WHAT THIS TASK INVOLVES – Go through the lines below and copy each one that holds the string "rawSpaceId".

Collected data –
++++++

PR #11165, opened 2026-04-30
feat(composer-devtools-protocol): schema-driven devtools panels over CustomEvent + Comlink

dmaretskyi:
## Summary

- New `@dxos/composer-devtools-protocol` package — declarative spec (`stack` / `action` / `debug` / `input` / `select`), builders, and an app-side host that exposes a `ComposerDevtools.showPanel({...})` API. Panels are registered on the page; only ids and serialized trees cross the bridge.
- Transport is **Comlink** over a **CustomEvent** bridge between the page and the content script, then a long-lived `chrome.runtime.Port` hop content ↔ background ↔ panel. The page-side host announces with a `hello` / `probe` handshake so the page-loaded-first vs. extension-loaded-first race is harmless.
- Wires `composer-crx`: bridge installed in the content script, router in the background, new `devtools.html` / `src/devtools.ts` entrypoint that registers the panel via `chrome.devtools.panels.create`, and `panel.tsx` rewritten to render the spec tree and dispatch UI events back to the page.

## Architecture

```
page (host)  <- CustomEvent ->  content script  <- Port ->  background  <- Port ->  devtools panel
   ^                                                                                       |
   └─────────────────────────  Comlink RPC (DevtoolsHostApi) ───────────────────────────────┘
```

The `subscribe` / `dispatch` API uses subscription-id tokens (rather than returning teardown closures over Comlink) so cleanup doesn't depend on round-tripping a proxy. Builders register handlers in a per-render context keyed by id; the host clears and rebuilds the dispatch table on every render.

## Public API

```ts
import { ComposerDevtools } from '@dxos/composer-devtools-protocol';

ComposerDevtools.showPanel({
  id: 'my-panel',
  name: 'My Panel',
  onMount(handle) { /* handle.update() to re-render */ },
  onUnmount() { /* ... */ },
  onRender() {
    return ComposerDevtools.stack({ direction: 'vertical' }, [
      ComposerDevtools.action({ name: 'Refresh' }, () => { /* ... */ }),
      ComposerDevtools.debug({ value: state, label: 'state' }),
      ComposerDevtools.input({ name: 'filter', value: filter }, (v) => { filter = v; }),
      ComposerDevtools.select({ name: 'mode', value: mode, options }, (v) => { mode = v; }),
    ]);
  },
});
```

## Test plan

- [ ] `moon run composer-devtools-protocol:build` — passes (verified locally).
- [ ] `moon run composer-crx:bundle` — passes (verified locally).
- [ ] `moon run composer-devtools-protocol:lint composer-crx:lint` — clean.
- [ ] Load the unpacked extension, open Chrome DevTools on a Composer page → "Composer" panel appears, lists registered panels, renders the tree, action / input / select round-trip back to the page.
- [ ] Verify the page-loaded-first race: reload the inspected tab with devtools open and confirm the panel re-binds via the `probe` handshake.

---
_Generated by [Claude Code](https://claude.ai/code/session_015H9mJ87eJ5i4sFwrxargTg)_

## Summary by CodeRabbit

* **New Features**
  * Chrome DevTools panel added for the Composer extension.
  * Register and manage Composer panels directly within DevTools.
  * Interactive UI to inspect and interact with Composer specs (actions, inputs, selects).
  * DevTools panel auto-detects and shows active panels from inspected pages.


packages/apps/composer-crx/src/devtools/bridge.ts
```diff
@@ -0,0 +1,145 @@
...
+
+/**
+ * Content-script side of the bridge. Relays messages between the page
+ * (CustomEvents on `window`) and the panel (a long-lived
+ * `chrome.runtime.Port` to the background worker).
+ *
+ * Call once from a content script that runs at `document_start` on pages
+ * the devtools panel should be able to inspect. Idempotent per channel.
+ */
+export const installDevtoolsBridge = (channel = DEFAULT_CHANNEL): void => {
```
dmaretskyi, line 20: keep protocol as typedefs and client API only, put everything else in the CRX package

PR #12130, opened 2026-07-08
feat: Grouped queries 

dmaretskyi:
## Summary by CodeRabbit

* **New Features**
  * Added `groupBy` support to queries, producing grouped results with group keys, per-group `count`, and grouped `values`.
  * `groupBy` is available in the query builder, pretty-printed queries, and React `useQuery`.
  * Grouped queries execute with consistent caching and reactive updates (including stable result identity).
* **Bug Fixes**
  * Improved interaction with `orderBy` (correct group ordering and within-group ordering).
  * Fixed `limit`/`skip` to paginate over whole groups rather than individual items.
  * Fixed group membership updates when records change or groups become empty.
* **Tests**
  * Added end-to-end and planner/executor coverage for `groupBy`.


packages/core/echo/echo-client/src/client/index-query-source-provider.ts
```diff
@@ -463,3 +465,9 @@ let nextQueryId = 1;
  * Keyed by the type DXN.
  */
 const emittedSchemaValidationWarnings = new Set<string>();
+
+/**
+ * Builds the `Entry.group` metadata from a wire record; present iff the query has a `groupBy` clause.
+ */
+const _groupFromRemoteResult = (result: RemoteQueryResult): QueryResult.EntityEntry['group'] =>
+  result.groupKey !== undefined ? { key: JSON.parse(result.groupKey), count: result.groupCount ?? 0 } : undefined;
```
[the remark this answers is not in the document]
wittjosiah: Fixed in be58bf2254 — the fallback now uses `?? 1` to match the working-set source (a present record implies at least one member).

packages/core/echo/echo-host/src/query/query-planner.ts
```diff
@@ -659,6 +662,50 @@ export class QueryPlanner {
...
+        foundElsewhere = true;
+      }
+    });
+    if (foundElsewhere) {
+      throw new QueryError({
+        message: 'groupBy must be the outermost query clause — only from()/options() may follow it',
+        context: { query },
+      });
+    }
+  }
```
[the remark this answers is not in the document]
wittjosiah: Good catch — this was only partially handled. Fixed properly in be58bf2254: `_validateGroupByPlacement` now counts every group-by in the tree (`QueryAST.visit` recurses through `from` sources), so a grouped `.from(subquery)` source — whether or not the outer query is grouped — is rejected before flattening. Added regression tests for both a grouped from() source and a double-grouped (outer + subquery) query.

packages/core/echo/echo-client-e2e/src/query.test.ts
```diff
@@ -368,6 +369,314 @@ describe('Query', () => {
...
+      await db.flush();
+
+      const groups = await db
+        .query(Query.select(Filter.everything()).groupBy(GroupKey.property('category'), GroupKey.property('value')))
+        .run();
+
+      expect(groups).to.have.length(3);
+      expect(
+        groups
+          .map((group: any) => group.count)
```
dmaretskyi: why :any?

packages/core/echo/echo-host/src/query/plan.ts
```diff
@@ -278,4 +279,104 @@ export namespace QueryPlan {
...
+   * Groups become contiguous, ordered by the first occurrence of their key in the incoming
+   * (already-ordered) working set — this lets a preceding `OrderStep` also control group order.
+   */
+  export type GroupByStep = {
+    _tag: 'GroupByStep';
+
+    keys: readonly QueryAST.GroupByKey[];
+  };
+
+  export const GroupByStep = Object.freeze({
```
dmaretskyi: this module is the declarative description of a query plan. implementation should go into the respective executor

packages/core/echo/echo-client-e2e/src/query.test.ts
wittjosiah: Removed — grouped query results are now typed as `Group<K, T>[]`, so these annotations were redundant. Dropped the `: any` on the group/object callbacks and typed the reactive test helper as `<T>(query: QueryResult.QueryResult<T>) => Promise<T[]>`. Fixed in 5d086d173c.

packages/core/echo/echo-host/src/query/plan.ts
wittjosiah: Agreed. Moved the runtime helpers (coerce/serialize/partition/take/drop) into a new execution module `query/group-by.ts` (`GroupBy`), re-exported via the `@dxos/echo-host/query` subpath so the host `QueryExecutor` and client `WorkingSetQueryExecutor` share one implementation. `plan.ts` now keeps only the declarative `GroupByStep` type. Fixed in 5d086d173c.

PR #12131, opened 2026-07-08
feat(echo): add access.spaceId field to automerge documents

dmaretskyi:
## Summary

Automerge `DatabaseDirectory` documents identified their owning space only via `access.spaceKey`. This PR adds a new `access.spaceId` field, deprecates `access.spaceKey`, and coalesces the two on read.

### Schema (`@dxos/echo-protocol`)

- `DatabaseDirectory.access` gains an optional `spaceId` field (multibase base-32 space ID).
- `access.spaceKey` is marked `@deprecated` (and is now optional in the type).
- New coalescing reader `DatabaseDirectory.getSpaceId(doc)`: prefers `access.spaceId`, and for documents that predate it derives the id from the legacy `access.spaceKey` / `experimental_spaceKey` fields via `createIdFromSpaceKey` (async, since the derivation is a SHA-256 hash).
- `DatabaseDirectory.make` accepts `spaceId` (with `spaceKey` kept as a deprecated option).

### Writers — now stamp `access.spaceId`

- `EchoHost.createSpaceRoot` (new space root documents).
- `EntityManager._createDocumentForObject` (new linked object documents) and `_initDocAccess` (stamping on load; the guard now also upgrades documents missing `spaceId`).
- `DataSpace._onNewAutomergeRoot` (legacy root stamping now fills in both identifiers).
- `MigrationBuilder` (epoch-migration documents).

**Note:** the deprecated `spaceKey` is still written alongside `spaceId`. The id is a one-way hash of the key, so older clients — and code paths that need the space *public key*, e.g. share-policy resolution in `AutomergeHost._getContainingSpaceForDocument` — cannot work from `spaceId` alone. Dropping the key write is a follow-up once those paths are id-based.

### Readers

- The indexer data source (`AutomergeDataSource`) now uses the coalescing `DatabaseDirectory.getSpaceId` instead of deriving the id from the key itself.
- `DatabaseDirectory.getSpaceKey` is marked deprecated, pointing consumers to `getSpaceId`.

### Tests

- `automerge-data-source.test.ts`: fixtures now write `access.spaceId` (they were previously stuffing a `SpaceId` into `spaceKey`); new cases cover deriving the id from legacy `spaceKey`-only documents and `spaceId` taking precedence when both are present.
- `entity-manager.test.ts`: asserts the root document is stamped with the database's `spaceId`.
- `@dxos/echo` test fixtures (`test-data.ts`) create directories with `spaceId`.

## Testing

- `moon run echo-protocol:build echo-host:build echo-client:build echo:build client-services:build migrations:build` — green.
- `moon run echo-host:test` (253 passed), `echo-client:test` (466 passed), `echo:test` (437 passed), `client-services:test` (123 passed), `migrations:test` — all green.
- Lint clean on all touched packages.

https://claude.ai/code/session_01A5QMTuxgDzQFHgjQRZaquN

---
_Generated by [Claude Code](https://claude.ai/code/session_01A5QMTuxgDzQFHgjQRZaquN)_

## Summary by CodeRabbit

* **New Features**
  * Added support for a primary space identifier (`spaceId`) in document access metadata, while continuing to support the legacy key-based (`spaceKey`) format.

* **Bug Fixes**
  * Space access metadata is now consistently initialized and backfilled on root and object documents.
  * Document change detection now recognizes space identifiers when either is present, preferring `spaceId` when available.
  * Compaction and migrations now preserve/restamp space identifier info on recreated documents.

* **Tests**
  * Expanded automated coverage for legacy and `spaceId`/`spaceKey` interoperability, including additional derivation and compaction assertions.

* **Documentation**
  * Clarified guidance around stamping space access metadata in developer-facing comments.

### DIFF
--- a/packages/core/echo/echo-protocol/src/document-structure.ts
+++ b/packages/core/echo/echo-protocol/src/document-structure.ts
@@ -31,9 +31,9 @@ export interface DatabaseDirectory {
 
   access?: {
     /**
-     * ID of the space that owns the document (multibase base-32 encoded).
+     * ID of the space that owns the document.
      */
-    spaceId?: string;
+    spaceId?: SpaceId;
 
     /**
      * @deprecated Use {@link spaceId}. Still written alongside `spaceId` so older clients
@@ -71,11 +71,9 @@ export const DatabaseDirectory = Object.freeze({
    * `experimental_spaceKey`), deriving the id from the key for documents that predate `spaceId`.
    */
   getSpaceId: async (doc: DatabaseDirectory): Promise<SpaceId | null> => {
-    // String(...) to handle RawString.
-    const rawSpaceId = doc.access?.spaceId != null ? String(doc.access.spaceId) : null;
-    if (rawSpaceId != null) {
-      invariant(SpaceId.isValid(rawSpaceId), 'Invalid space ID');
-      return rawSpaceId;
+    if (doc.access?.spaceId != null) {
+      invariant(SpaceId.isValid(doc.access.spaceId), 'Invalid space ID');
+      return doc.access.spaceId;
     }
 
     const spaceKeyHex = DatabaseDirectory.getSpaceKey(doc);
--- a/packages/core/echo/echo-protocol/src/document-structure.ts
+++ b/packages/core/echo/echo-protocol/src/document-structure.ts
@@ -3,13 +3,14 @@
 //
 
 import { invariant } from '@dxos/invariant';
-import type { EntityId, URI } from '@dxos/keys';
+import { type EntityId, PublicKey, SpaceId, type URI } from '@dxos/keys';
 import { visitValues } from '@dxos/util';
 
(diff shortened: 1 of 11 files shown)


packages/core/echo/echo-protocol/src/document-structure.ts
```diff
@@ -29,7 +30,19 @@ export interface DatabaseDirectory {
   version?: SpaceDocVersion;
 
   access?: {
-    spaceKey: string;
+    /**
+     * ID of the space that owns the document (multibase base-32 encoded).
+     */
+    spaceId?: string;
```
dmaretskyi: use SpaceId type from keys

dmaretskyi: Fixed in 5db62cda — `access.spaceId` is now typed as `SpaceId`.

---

++++++

SOLUTION –
-    const rawSpaceId = doc.access?.spaceId != null ? String(doc.access.spaceId) : null;
-    if (rawSpaceId != null) {
-      invariant(SpaceId.isValid(rawSpaceId), 'Invalid space ID');
-      return rawSpaceId;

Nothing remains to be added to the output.